BEGIN Data for this exercise

PR #427, opened 2018-06-21
CfnCluster Release Check script improvements

mauri-melato:
Tuning a more aggressive scale-up 
Fix Torque node allocation + job sleep tuning
Added ssh options to better manage ssh connection

Torque: to fully allocate a job on one node we need to get the number of processor from the node list.

Scale-up: we need the system to launch the 2nd instance asap since the whole loop takes minutes.

Concerning job sleep, the sum of the two jbs sleep time should 
the timeout, so that if they would run on the same instance the whole
test would fail. At the same time we cannot simply split the full
timeout by 2 because the intance takes from 3 to 6 minutes to come up.
So we need to absorb this time during the computation of the first job.

Signed-off-by: Maurizio Melato <mmelato@amazon.com>

### DIFF
--- a/tests/cfncluster-release-check.py
+++ b/tests/cfncluster-release-check.py
@@ -58,7 +58,7 @@ success = 0
 # run a single test, possibly in parallel
 #
 def run_test(region, distro, scheduler, instance_type, key_name, key_path):
-    testname = '%s-%s-%s-%s' % (region, distro, scheduler, instance_type.replace('.', '-'))
+    testname = '%s-%s-%s-%s' % (region, distro, scheduler, instance_type.replace('.', ''))
     test_filename = "%s-config.cfg" % testname
 
     sys.stdout.write("--> %s: Starting\n" % (testname))
@@ -82,7 +82,10 @@ def run_test(region, distro, scheduler, instance_type, key_name, key_path):
     file.write("[global]\n")
     file.write("cluster_template = default\n")
     file.write("[scaling custom]\n")
-    file.write("scaling_adjustment = 2\n")
+    file.write("scaling_adjustment = 1\n")
+    file.write("scaling_period = 30\n")
+    file.write("scaling_evaluation_periods = 1\n")
+    file.write("scaling_cooldown = 300\n")
     file.close()
 
     stdout_f = open('%s-stdout.txt' % testname, 'w')
@@ -112,6 +115,7 @@ def run_test(region, distro, scheduler, instance_type, key_name, key_path):
             exception_raised = True
             raise Exception('Master IP not found')
         stdout_f.write("--> %s master ip: %s" % (testname, master_ip))
+        print("--> %s master ip: %s" % (testname, master_ip))
 
         # run test on the cluster...
         # ssh_params = ['-n'] # ssh only, not for scp
--- a/tests/cfncluster-release-check.py
+++ b/tests/cfncluster-release-check.py
@@ -90,6 +90,7 @@ def run_test(region, distro, scheduler, instance_type, key_name, key_path):
 
     master_ip = ''
     username = username_map[distro]
+    exception_raised = False;
 
     try:
         # build the cluster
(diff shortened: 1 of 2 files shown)


tests/cluster-check.sh
```diff
@@ -45,42 +49,42 @@ set -e
...
-    sbatch -N 2 ./job1.sh
-    sbatch -N 2 ./job2.sh
+    sbatch -N 1 ./job1.sh
+    sbatch -N 1 ./job2.sh
 
 elif test "$scheduler" = "sge" ; then
     # get the slots per node count of the first real node (one with a
     # architecture type of lx-?), so that we can reserve an enitre
     # node's worth of slots at a time.
     ppn=` qhost | grep 'lx-' | head -n 1 | sed -n -e 's/[^[:space:]]*[[:space:]]\+[^[:space:]]*[[:space:]]\+\([0-9]\+\).*/\1/p'`
```
enricou: If there are not yet compute nodes, the `ppn` is an empty value, so `count=$((ppn))` results `0` and the job will fail with: `Unable to run job: "job" rejected: pe range must be greater than zero`.

We could check the `count` value and fail with a more clear message or perform a loop waiting for the compute nodes.

tests/cluster-check.sh
```diff
@@ -91,22 +95,26 @@ EOF
     qsub ./job2.sh
 
 elif test "$scheduler" = "torque" ; then
+    _chost=$(pbsnodes -l free | head -n 1 | cut -d ' ' -f1)
```
enricou: If there aren't yet free compute nodes the `_chost` will be an empty value because `pbsnodes -l free` doesn't return any host.
Then in the next command the `_ppn` will be the value of the `np` of the master host or a multiple row value if there are other (not free) hosts. 
E.g.:
```
$ _ppn=$(pbsnodes | tr -d '\t ' | sed -n '/np=/{s/^np=\([0-9]\+\)/\1/;p;}')
1000
4
4
```
Then the following submission will fail:
```
$ qsub -l nodes=1:ppn=${ppn} ./job2.sh
qsub: script file '4' cannot be loaded - No such file or directory
```

We could check the `ppn` value and fail with a more clear message or perform a loop waiting for the free compute nodes.

tests/cfncluster-release-check.py
```diff
@@ -107,29 +111,45 @@ def run_test(region, distro, scheduler, instance_type, key_name, key_path):
...
+        ssh_params += ['-o', 'ServerAliveCountMax=5']
+        ssh_params += ['-o', 'ServerAliveInterval=30']
         if key_path:
             ssh_params.extend(['-i', key_path])
 
         subprocess.check_call(['scp'] + ssh_params + ['cluster-check.sh', '%s@%s:.' % (username, master_ip)],
                               stdout=stdout_f, stderr=stderr_f)
         subprocess.check_call(
-            ['ssh'] + ssh_params + ['%s@%s' % (username, master_ip), '/bin/bash --login cluster-check.sh %s' % scheduler],
+            ['ssh'] + ['-n'] + ssh_params + ['%s@%s' % (username, master_ip), '/bin/bash --login cluster-check.sh %s' % scheduler],
```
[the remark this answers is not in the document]
mauri-melato: done

tests/cfncluster-release-check.py
```diff
@@ -107,29 +111,45 @@ def run_test(region, distro, scheduler, instance_type, key_name, key_path):
...
         if master_ip == '':
-            print('!! %s: Master IP not found; aborting !!' % (testname))
+            stderr_f.write('!! %s: Master IP not found; aborting !!' % (testname))
+            exception_raised = True
             raise Exception('Master IP not found')
+        stdout_f.write("--> %s master ip: %s" % (testname, master_ip))
         print("--> %s master ip: %s" % (testname, master_ip))
 
         # run test on the cluster...
+        # ssh_params = ['-n'] # ssh only, not for scp
```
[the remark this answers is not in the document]
mauri-melato: removed the commented code

tests/cluster-check.sh
mauri-melato: Improved the way we retrieve the slots per node for the rare cases (seen in our tests) where the first compute node was not there when trying to submit the jobs.

tests/cluster-check.sh
mauri-melato: Improved the way we retrieve the slots per node for the rare cases (seen in our tests) where the first compute node was not there when trying to submit the jobs.

PR #439, opened 2018-07-03
Add unit tests for cfncluster

fnubalaj:
Add unit tests for cfncluster.

To run the unit tests, run cli/tests/cfncluster-unittest.py


cli/tests/cfncluster-unittest.py
```diff
@@ -0,0 +1,294 @@
...
+config_file = 'cli/tests/config'
+with open('cloudformation/cfncluster.cfn.json') as f:
+    json_data = json.dumps(json.load(f))
+
+
+def config_logger_test():
+    logging.basicConfig(stream=test_log_stream, level=logging.INFO)
+
+
+def setup_configurations():
```
sean-smith: Is this method just to get a link to the cfncluster cloudformation template? If so you can just grab `template_url` from `config` object after you call: [#L26](https://github.com/awslabs/cfncluster/blob/develop/cli/cfncluster/cfncluster.py#L26)

cli/tests/cfncluster-unittest.py
```diff
@@ -0,0 +1,294 @@
...
+class CFN_cluster_test(unittest.TestCase):
+    def setUp(self):
+        config_logger_test()
+
+    def test_cfn_cluster_version(self):
+        args = BaseArgs()
+        cfncluster.version(args)
+        log = test_log_stream.getvalue()
+        version = re.match(r"^INFO:\w+\.\w+:(\d+\.\d+\.\d+)$", log).group(1)
+        self.assertEqual(version, '1.5.1')
```
sean-smith: Pull the current version from `setup.py` so we don't need to change multiple places.

.travis.yml
```diff
@@ -19,4 +19,6 @@ install:
```
sean-smith: Can you add python 3.7

sean-smith:
Also please squash all the commits into one. This should do the trick:

```git rebase -i upstream/develop```

File: cli/tests/cfncluster-unittest.py (hunk 2 above)
Comment (fnubalaj) [reply cli/tests/cfncluster-unittest.py]: I have decided to take it from the json file instead of the python file.

File: .travis.yml (hunk 3 above)
Comment (fnubalaj) [reply .travis.yml]: It is not yet supported

File: cli/tests/cfncluster-unittest.py [hunk 4]
```diff
@@ -0,0 +1,295 @@
...
+    @mock_ec2
+    @mock_cloudformation
+    @mock_s3
+    def test_cfn_cluster_list_nonempty(self):
+        template_url = setup_configurations()
+        args = CreateClusterArgs(template_url, False)
+        cfncluster.create(args)
+        cfncluster.list(args)
+        log = test_log_stream.getvalue()
+        self.assertTrue(args.cluster_name in log)
```
sean-smith: Can you also test that this is the only thing returned? If we mess up the parsing of cloudformation for example, it could return `cfncluster-cluster_name` instead of just `cluster_name` which will go ahead and throw a "stack not found" exception when the customer goes to list.

cli/tests/cfncluster-unittest.py
```diff
@@ -0,0 +1,295 @@
...
+        self.assertEqual(sys_ex.exception.code, 1)
+        log = test_log_stream.getvalue()
+        error_prefix = "CRITICAL:"
+        self.assertTrue(error_prefix in log)
+
+    @mock_ec2
+    @mock_cloudformation
+    @mock_s3
+    @mock_autoscaling
+    def test_cfn_cluster_delete(self):
```
sean-smith: can you also add a delete unit test for when the cluster doesn't exist?

cli/tests/cfncluster-unittest.py
```diff
@@ -0,0 +1,295 @@
...
+    @mock_s3
+    @mock_autoscaling
+    def test_cfn_cluster_start(self):
+        template_url = setup_configurations()
+        args = CreateClusterArgs(template_url, True)
+        cfncluster.create(args)
+        cfncluster.start(args)
+        log = test_log_stream.getvalue()
+        error_prefix = "CRITICAL:"
+        success_message = "Starting compute fleet"
```
sean-smith: Also check the ASG is set to the correct values (per config)

cli/tests/cfncluster-unittest.py
```diff
@@ -0,0 +1,295 @@
...
+        template_url = setup_configurations()
+        args = CreateClusterArgs(template_url, True)
+        cfncluster.create(args)
+        cfncluster.start(args)
+        cfncluster.stop(args)
+        log = test_log_stream.getvalue()
+        error_prefix = "CRITICAL:"
+        success_message = "Stopping compute fleet"
+        self.assertFalse(error_prefix in log)
+        self.assertTrue(success_message in log)
```
sean-smith: Same here.

cli/tests/config
```diff
@@ -0,0 +1,16 @@
+[aws]
+aws_region_name = us-east-1
+
+[cluster default]
+vpc_settings = public
+key_name = test
+
+[vpc public]
+master_subnet_id = subnet-2ce814d3
```
sean-smith: Do these actually get used?

.travis.yml
```diff
@@ -10,6 +10,10 @@ python:
 
 install: 
   - cd cli
+  - if [[ $TRAVIS_PYTHON_VERSION == 3.3 ]]; then
+    pip install -U setuptools;
```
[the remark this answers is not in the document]
fnubalaj: These are specific to issues in 3.3

cli/tests/config
fnubalaj: Yes, they are written and used. This is only used for the sections other than [vpc public]

cli/tests/cfncluster-unittest.py
fnubalaj: That would require to mock out describe_stack_resources, since we would have to get_asg-instances. It was decided that should be a done a part of larger refactoring.

.travis.yml
```diff
@@ -19,4 +23,8 @@ install:
 
 sudo: false
 
-script: sh tests/test.sh
+script:
+  - if [[ $TRAVIS_PYTHON_VERSION != 2.6 ]];
```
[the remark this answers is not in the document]
fnubalaj: Yes! We are not testing for Python 2.6 because there are issues with moto on Python 2.6

cli/tests/cfncluster-unittest.py
fnubalaj: Added

cli/tests/cfncluster-unittest.py
fnubalaj: That would require to mock out describe_stack_resources (moto does not do that), since we would have to get_asg-instances. It was decided that should be a done a part of larger refactoring

PR #490, opened 2018-08-21
Increase scaledown idle time and the timeout on scale down check

fnubalaj:
A buffer of more than a minute is needed for the instance to be shutdown and detached from queue


mauri-melato:
Why it was needed to increase the `scaledown_idletime`? 
Did the instance get terminated before joining the cluster / receiving the submitted job?

PR #510, opened 2018-08-28
EC2 Launch Template Support

sean-smith:
Switch from using Launch Configurations in the ASG to a Launch Template.

Due to changes in how the stack paramters are encoded, I changed SSH to use stack outputs. This makes it significantly faster:

### Pros:
Much faster
```bash
$ time cfncluster ssh sge -d
ssh ec2-user@18.213.184.153
cfncluster ssh launch-template -d  0.42s user 0.12s system 44% cpu 1.219 total
```
Versus:
```bash
$ time cfncluster ssh sge -d
ssh ec2-user@18.209.144.162
cfncluster ssh sge -d  0.51s user 0.12s system 17% cpu 3.541 total
```

### Cons:
Can't ssh while stack is creating or updating


cli/cfncluster/cfncluster.py
```diff
@@ -384,6 +384,7 @@ def instances(args):
         print('%s         %s' % (instance[0],instance[1]))
 
 def get_head_user(parameters, template):
+    print(template)
```
sean-smith: Will remove 😌

enrico-usai:
It could be useful to add in the commit message why the Launch template is better than Launch configuration (e.g. Launch templates can be updated and versioned, etc...).

sean-smith:
Ok, I'll change the commit message.

Yep, it's tested. One weird side effect is the `cfncluster ssh` is breaking since it's encoding the parameters portion of the cloudformation template separately.

bwbarrett:
Why only support Launch Templates for the compute instances?

Also, it is unclear to me how the user interface would change (or is this step one, where we use launch templates internally, but don't expose to users)?

docs/source/conf.py
```diff
@@ -52,7 +52,11 @@
 # The short X.Y version.
 version = '1.6'
 # The full version, including alpha/beta/rc tags.
+<<<<<<< HEAD
```
fnubalaj: This needs to be fixed?

docs/source/configuration.rst
```diff
@@ -522,7 +522,65 @@ Settings which define how the compute nodes scale. ::
 
 
     [scaling custom]
-    scaledown_idletime = 10
+    scaling_period = 60
+    scaling_cooldown = 300
+
+scaling_threshold
```
fnubalaj: I think you need to rebase here, no?

PR #518, opened 2018-08-30
Remove lines containing removed cloudwatch metric parameters

fnubalaj:
Remove the lines containing removed cloudwatch metric parameters which were previously used for scaling up.
While parameters were removed by a previous commit, few lines were missed which is being addressed by this commit


enrico-usai:
Could you also fix the configuration sample file?
https://github.com/awslabs/cfncluster/blob/develop/cli/cfncluster/examples/config

PR #522, opened 2018-08-30
Merge scale into develop

fnubalaj:
This will be a merge commit that merges all features from scaling branch into develop branch.


enrico-usai:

END Data for this exercise

### Activity
Copy all lines from the listing that contain "blob".

### Solution
sean-smith: Is this method just to get a link to the cfncluster cloudformation template? If so you can just grab `template_url` from `config` object after you call: [#L26](https://github.com/awslabs/cfncluster/blob/develop/cli/cfncluster/cfncluster.py#L26)
https://github.com/awslabs/cfncluster/blob/develop/cli/cfncluster/examples/config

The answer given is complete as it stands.